#### GOAL OF THE EXERCISE
For the records that follow, give the number of lines in which the word "quick" occurs, with nothing added.
**********
PR #291, opened 2023-03-23
[Eredienst mandatenbeheer] Begin and End date should be limited to the period bounds

Poltergeistz:
DL-4389

**Adding :** 
- Warning messages  below inputs `Startdatum` and `Einddatum` when user cross period bounds limits for New and Edit pages.
- `formatDate` utility function that format the date with the following date format DD-MM-YYYY so we wont have to use moment.format. Note for later : Maybe this function can be used as an helper too so we can remove moment from templates as well.

Screenshot 2023-03-23 at 13-54-14 Bewerk Mandataris Lorem Ipsum Mandatenbeheer Loket voor lokale besturen

**Fixed :** 
- Case where selecting `Bestuurslid (van rechtswege) van het bestuur van de eredienst` mandate shows 'De einddatum werd automatisch aangepast. Gelieve de einddatum te controleren.' then selecting right after an other mandate it showed the same message. Exceptions for `Bestuurslid van het bestuur van de eredienst (Grote Helft)` mandate who shows 'De einddatum werd automatisch aangepast naar de nieuwe geplande einddatum. Gelieve de einddatum te controleren.'

Now it shows the right message for each cases.

### DIFF
--- a/app/templates/eredienst-mandatenbeheer/mandataris/edit.hbs
+++ b/app/templates/eredienst-mandatenbeheer/mandataris/edit.hbs
@@ -80,7 +80,7 @@
             @error={{showError}}
             @warning={{showWarning}}
             @width="block"
-            @id="mandate-correction-start-date"
+            id="mandate-correction-start-date"
           />
           {{#if showError}}
             <AuHelpText @error="true">
@@ -121,7 +121,7 @@
             @error={{showError}}
             @warning={{showWarning}}
             @width="block"
-            @id="mandate-correction-end-date"
+            id="mandate-correction-end-date"
           />
           {{#if showError}}
             <AuHelpText @error={{true}}>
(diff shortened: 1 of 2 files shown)


app/utils/eredienst-mandatenbeheer.js
```diff
@@ -64,3 +75,86 @@ export function isLifetimeBoardPosition(boardPosition) {
...
+    case 'Secretaris van het bestuur van de eredienst':
+      activeTimePeriodeLimitStart = activeTimePeriodes[0].bindingStart;
+      activeTimePeriodeLimitEnd = activeTimePeriodes[0].bindingEinde;
+      break;
+    case 'Bestuurslid van het bestuur van de eredienst (Grote Helft)':
+    case 'Bestuurslid van het bestuur van de eredienst (Kleine Helft)':
+      activeTimePeriodeLimitStart = activeTimePeriodes[0].bindingStart;
+      activeTimePeriodeLimitEnd = activeTimePeriodes[1].bindingEinde;
+      break;
+    case 'Bestuurslid (van rechtswege) van het bestuur van de eredienst':
```
Windvis, line 138: I would check this early in the util (isLifetimeBoardPosition) and do an early return. The checks below work in that case because comparing a date with undefined always returns false but it feels a bit icky to depend on that.

PR #292, opened 2023-03-24
Merge "batch-edit" back into the main branch setup

Windvis:
with #288 merged we can now safely merge the batch edit branch back into the main branching setup.

Running the "controle" version of the app can be done by executing `npm run start:controle ...` or by setting the `CONTROLE` environment variable to `"true"` before starting the app.

New releases of the controle image will now automatically be created when tagging a new release.


Windvis:
I wonder If I should rebase this branch and squash all merge commits into one. This will add a lot of noise to the history 😄.

PR #294, opened 2023-04-06
Add a `UrbanRenewal::FinancingTotals` custom field component

Windvis:
This field shows a "totals" summary based on the entries in the financing table.  

The styling looks a bit wonky, but that's because of the conflicting table styles in _shame.scss. We still need to convert the old custom tables to the new AuTable component before we can delete those.

image


aatauil (approved):

app/routes/subsidy/applications/edit.js
```diff
@@ -95,6 +96,10 @@ export default class SubsidyApplicationsEditRoute extends Route {
         edit: AccountabilityTableEditComponent,
         show: AccountabilityTableShowComponent,
       },
+      {
+        displayType: 'http://lblod.data.gift/display-types/financingTotals',
```
Windvis, line 100: I guess it would make sense to prefix the display type with 'urbanRenewal' since it's specifically made for that table.

aatauil: might possibly collide in future yeah. ns with urbanRenewal would be nice :)

PR #296, opened 2023-04-17
Allow users to unlink an instance from a concept

Windvis:
DL-5054

Best to be reviewed by hiding whitespace changes:
image

To test:
- create a new public service instance by selecting a concept in the list
- the unlink button should be visible
- clicking it should ask for confirmation
- confirming should remove the link to the concept (and in a future PR it will then be possible to link to a new concept again)
- Unlinking should not be possible if the status is "published", so users will have to open an instance for editing before the button appears again.

### DIFF
--- a/app/models/public-service.js
+++ b/app/models/public-service.js
@@ -34,3 +34,9 @@ export function isConceptUpdated(reviewStatus) {
 export function isConceptDeleted(reviewStatus) {
   return reviewStatus?.uri === REVIEW_STATUS.DELETED;
 }
+
+export function hasConcept(publicService) {
+  // This assumes the relationship was already loaded. Either by using includes, or by resolving the promise.
+  // Otherwise this will always return false
+  return Boolean(publicService.belongsTo('concept').id());
+}
--- a/app/templates/public-services/details.hbs
+++ b/app/templates/public-services/details.hbs
@@ -16,81 +16,125 @@
   as |Group|
 >
   <Group class="au-u-margin-bottom-small">
-    <DataList as |Data|>
+    <div>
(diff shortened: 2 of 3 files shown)


app/templates/public-services/details.hbs
```diff
@@ -16,81 +16,126 @@
...
+          @size="small"
+          @closable={{this.unlinkConcept.isIdle}}
+          @onClose={{this.hideUnlinkWarning}}
+          class="au-u-margin-top au-u-max-width-xsmall"
+        >
+          {{! TODO: Add the correct copy, or remove it and only show the title }}
+          {{! <p>
+            Uitleg koppelen + gevolgen ontkoppeling uitleggen? uitleg wanneer
+            wel juist is om los te koppelen?
+          </p> }}
```
Windvis, line 121: Waiting for input from Geertrui. Worst case we don't display a message.

app/models/public-service.js
```diff
@@ -14,6 +14,10 @@ export default class PublicServiceModel extends ConceptualPublicServiceModel {
       'http://lblod.data.gift/concepts/9bd8d86d-bb10-4456-a84e-91e9507c374c'
     );
   }
+
+  get hasConcept() {
+    return Boolean(this.belongsTo('concept').id());
```
Windvis, line 19: Hmm, it seems this isn't safe to depend on. If the backend doesn't include the id in the relationship config (but only a link) this will return false while it _does_ have a concept if the link is fetched.

benjay10 (approved):
Not an expert here, but this seems to work as intended.
Tested on my local setup.

PR #298, opened 2023-04-21
Fix the rich text editor field validations

Windvis:
It seems one of the say-editor updates caused a change in the `htmlContent` value when the editor is (visually) empty. Before the update it used to be an empty string, but now it returns an empty `<p>` tag instead. This also has the side effect that the "required" validation no longer works as expected since the field has content (even if it is not visible). We now check the `textContent` to determine if the field is empty or not.

We now also set the `hasBeenFocused` to true when the field is focused, so the validation errors will be shown earlier, in line with the other form fields.


Windvis:
Indeed, I just wanted a quick fix. Do you want me to add a todo in the code?

cecemel:
> Indeed, I just wanted a quick fix. Do you want me to add a todo in the code?

if it helps us not to forget!

PR #303, opened 2023-05-02
Disable autofill on start and end date fields when creating mandataris

Riadabd:
(Addresses DL-5081) Disables auto-fill on start and end date fields when creating a mandate which was causing issues with the validation code of the `Startdatum` field.

I checked the mandataris edit page to see if auto-fill shows up, but I did not see any browser autopilot window when setting/changing the start and end dates.


Windvis:
I think we should just do this in Appuniversum actually. We might run into it again in the future otherwise.

Riadabd:
That sounds better indeed. I'll close this PR.

PR #308, opened 2023-05-08
Remove the -prod image builds

Windvis:
The difference between the QA and PRD builds is very small but it requires more manual actions when deploying. We now convert this to a single image by retrieving the ACMIDM config from the server.

The test selectors are now no longer stripped in production builds, but that doesn't matter that much for the final build size.


config/environment.js
```diff
@@ -27,12 +27,12 @@ module.exports = function (environment) {
       includeTimezone: 'all',
     },
     acmidm: {
-      clientId: 'a2c0d6ea-01b4-4f68-920b-10834a943c27',
+      clientId: '{{ACMIDM_CLIENT_ID}}',
```
Windvis, line 30: This means we need to set the values on the server now when deploying the new frontend image.

cecemel (approved):
thanks! checked it locally seems ok. You do the release boilerplate?

PR #309, opened 2023-05-16
set default status for worship mandatee to EFFECTIEF

aatauil:
Whenever we create a new worship mandatee. We want to set the status to EFFECTIEF by default. The status is shown in OP but currently its always empty for new mandatees

test instructions: https://github.com/lblod/app-digitaal-loket/pull/416


aatauil:
Ah, yeah forgot about that step. Havent touched frontend for a while

PR #310, opened 2023-05-24
Add support for handling external subsidies

Riadabd:
(Addresses DL-4930 and DL-5120) Adjusts frontend to handle support for external subsidies.

This is to be tested with the loket PR (https://github.com/lblod/app-digitaal-loket/pull/421).

### DIFF
--- a/app/models/subsidy-measure-offer-series.js
+++ b/app/models/subsidy-measure-offer-series.js
@@ -24,27 +24,35 @@ export default class SubsidyMeasureOfferSeriesModel extends Model {
   /**
    * Returns if the series can be processed externally
    * - when it has a reference to an outside form
-   * - when the subsidyProceduralStep of the firstApplicationStep is of type ExternallyProcessed
+   * - when the subsidyProceduralStep of the firstApplicationStep is of type "Externally Processed"
    * @returns boolean
    */
-  get isExternallyProcessed() {
-    const isReplacedBy = this.activeApplicationFlow.get(
-      'firstApplicationStep.isReplacedBy'
-    );
-    const isExternallyProcessed = this.activeApplicationFlow.get(
-      'firstApplicationStep.subsidyProceduralStep.isExternallyProcessed'
-    );
+  isExternallyProcessed() {
+    const activeApplicationFlow = this.belongsTo(
+      'activeApplicationFlow'
+    ).value();
+    const firstApplicationStep = activeApplicationFlow
+      .belongsTo('firstApplicationStep')
+      .value();
+    const isReplacedBy = firstApplicationStep.isReplacedBy;
+    const isExternallyProcessed = firstApplicationStep
+      .belongsTo('subsidyProceduralStep')
+      .value().isExternallyProcessed;
+
     if (isReplacedBy && !isExternallyProcessed) {
       console.warn(
         'found a link to an external processes, but step is not marked for external processing.'
       );
+
       return false;
     } else if (!isReplacedBy && isExternallyProcessed) {
       console.warn(
         'found no link to an external processes, but step is marked for external processing.'
       );
+
       return true;
     }
+
     return isReplacedBy && isExternallyProcessed;
   }
 }
--- a/app/models/subsidy-measure-offer-series.js
+++ b/app/models/subsidy-measure-offer-series.js
@@ -20,4 +20,31 @@ export default class SubsidyMeasureOfferSeriesModel extends Model {
     const end = moment(this.period.get('end')).format('YYYY');
     return `${begin} – ${end}`;
   }
+
+  /**
+   * Returns if the series can be processed externally
+   * - when it has a reference to an outside form
+   * - when the subsidyProceduralStep of the firstApplicationStep is of type ExternallyProcessed
+   * @returns boolean
+   */
+  get isExternallyProcessed() {
+    const isReplacedBy = this.activeApplicationFlow.get(
+      'firstApplicationStep.isReplacedBy'
+    );
+    const isExternallyProcessed = this.activeApplicationFlow.get(
+      'firstApplicationStep.subsidyProceduralStep.isExternallyProcessed'
+    );
+    if (isReplacedBy && !isExternallyProcessed) {
+      console.warn(
+        'found a link to an external processes, but step is not marked for external processing.'
+      );
+      return false;
+    } else if (!isReplacedBy && isExternallyProcessed) {
+      console.warn(
+        'found no link to an external processes, but step is marked for external processing.'
+      );
+      return true;
+    }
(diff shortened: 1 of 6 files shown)


app/routes/subsidy/applications/new.js
```diff
@@ -29,6 +29,12 @@ export default class SubsidyApplicationsNewRoute extends Route {
       this.router.transitionTo('subsidy.applications.available-subsidies');
     }
 
+    if (transition.data.series.isExternallyProcessed) {
+      // TODO: Show a warning / error page
+      console.warn('This subsidy application should be processed externally');
```
Windvis, line 34: I'm not sure this is needed? The only way to get in this state is if someone manually edits the url, so I think we can just catch this silently and do the redirect?

app/templates/subsidy/applications/available-subsidies.hbs
```diff
@@ -45,32 +67,66 @@
...
         {{series.label}}
         <AuHelpText @skin="secondary" class="au-u-margin-top-none">
-            {{#if (or series.period.begin series.period.end)}}
-              {{moment-format series.period.begin "DD MMMM YYYY"}}
-              &#8211;
-              {{moment-format series.period.end "DD MMMM YYYY"}}
-            {{else}}
-              N.V.T
-           {{/if}}
+          {{#if (and series.period.begin series.period.end)}}
```
Windvis, line 70: I wouldn't change that here, maybe it was intentional to show it like that? I wouldn't include it as part of this PR at least, even if it is a bugfix.

app/templates/subsidy/applications/available-subsidies.hbs
```diff
@@ -45,32 +67,66 @@
...
           Externe link, klik rechter muisknop om te openen
         </AuHelpText>
       </td>
       <td>{{moment-format series.deadline.end "DD MMMM YYYY"}}</td>
       <td>
-        <LinkTo @route="subsidy.applications.new" @query={{hash seriesId=series.id}} class="au-c-link">
-          Start aanvraag
-        </LinkTo>
+        {{#if series.isExternallyProcessed}}
+          <a
```
Windvis, line 104: Appuniversum now includes a component for this use-case: https://appuniversum.github.io/ember-appuniversum/?path=/story/components-links-aulinkexternal--primary

We just need to do a sweep across the app in a separate PR and replace all the external links where possible, but it's not super high prio. But new code should ideally use the component already.

Windvis (commented):
Some remarks about the implementation, but everything works as expected 👍.

app/templates/subsidy/applications/available-subsidies.hbs
```diff
@@ -45,32 +67,66 @@
...
+            Start aanvraag
+          </a>
+          <AuHelpText @skin="secondary" class="au-u-margin-top-none">
+            <AuIcon
+              @icon="export"
+              @alignment="left"
+              @size="default"
+              @ariaHidden={{true}}
+            />
+            Externe afhandeling
```
Windvis, line 119: Nitpick, I noticed the extra white space is visible so I would either remove it:
```suggestion
            />Externe afhandeling
```

Or remove the `@alignment` argument of the AuIcon component and depend on the whitespace for the spacing.

app/templates/subsidy/applications/available-subsidies.hbs
Riadabd: This wasn't a bug fix, but more so a way to allow the frontend to display something like `Start Date - N.V.T` rather than `Start Date - `. With the "or" in place, the if-branch would always execute since there's a start date for these external subsidies but no end date.

Windvis: Oh, I assumed there might also have been cases where the start date wasn't set and it would display as `- End date`, and in this setup that case is no longer supported. I'm not sure if that can happen in practice though (I'm not familiar with the data model), so maybe it's fine.

You could also do something like this so you don't need to repeat the formatting code:
```hbs
{{#if (or series.period.begin series.period.end)}}
  {{if series.period.begin (moment-format series.period.begin "DD MMMM YYYY") "N.V.T"}}
  &#8211;
  {{if series.period.end (moment-format series.period.end "DD MMMM YYYY") "N.V.T"}}
{{else}}
  N.V.T
{{/if}}
```

app/models/subsidy-measure-offer-series.js
```diff
@@ -24,27 +24,35 @@ export default class SubsidyMeasureOfferSeriesModel extends Model {
...
    * @returns boolean
    */
-  get isExternallyProcessed() {
-    const isReplacedBy = this.activeApplicationFlow.get(
-      'firstApplicationStep.isReplacedBy'
-    );
-    const isExternallyProcessed = this.activeApplicationFlow.get(
-      'firstApplicationStep.subsidyProceduralStep.isExternallyProcessed'
-    );
+  isExternallyProcessed() {
```
Windvis, line 30: It needs to be a getter for this to work. Alternatively it can be turned into a helper that receives the series record as an argument but that would still need other code changes.

Riadabd: I think I'm missing the link as to why it needs to be a getter. As it stands, it's working "by mistake"?

Windvis: Because the code expects it to be a getter (or property).

https://github.com/lblod/frontend-loket/pull/310/files#diff-170fddb1bb66da16f97a268b055af67ef8801c2e7de3fd9d292d1736831122a6R108

This check will always be true. It doesn't call the method, it converts it to boolean and function references are truthy. So it works for the cases that have external links, but all the others will also show the external link version even though they don't have one.

Riadabd: I included `active-application-flow.first-application-step.subsidy-procedural-step` without the `.period` so that the relationship fetching works; there is an increased processing time, but it's within reason I think. I'll push the commit for now to see if you find it acceptable.

Windvis: Yea, that should be fine, especially with the faster mu-auth / mu-resource 👍.

Riadabd:
The active subsidy filter relies on `:or:` operations, which are only present in `v1.22+` of `mu-cl-resources`. Merging this PR before resources is bumped will cause breakage.

Riadabd:
The `:or:` operations have been reverted for now, and temporary end dates have been added to the two external subsidies. I tested again on `v1.21.1` of resources to be on the safe side, and everything is displayed correctly.

Riadabd:
All of Marie's comments have been taken care of, and the PR now "hides" the dates for external subsidies and is working as expected.

Windvis (approved):

PR #312, opened 2023-06-05
Replace links to the old website with the new equivalents

Windvis:
With the go-live of the the new website, all old `https://lokaalbestuur.vlaanderen.be` links redirect to a generic `https://www.vlaanderen.be/lokaal-bestuur` page. This updates these links with their equivalents on the new website.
**********
#### TASK RESULT
2